PR #955, opened 2018-06-13
[REM] web_widget_datepicker_options: No longer needed

yajo:
This addon is no longer needed since https://github.com/odoo/odoo/pull/25044#issuecomment-396940644, so I remove it.

WIP until:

Exercise objective: Once you have read the data, reproduce all of it exactly.

The answer:
PR #955, opened 2018-06-13
[REM] web_widget_datepicker_options: No longer needed

yajo:
This addon is no longer needed since https://github.com/odoo/odoo/pull/25044#issuecomment-396940644, so I remove it.

WIP until:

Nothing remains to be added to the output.